- [Work instruction] Repeat the full listing, word for word.

- [Exercise materials]
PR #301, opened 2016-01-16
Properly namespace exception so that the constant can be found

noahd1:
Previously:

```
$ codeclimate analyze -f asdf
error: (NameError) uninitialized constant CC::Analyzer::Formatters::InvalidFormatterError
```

- [Response to this exercise]
PR #301, opened 2016-01-16
Properly namespace exception so that the constant can be found

noahd1:
Previously:

```
$ codeclimate analyze -f asdf
error: (NameError) uninitialized constant CC::Analyzer::Formatters::InvalidFormatterError
```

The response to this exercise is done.